• TRY IT: The task calls for each line of the records below in which the word "when" appears.

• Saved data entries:
________________

PR #597, opened 2021-08-12
disallow backticks when not required

smadbe:
Does not allow backticks when they are not required. 
The name of this property was not clear but as "true", it allows to use backticks for any string.


Iloveall (approved):
Approved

________________

• RESPONSE:
disallow backticks when not required
Does not allow backticks when they are not required. 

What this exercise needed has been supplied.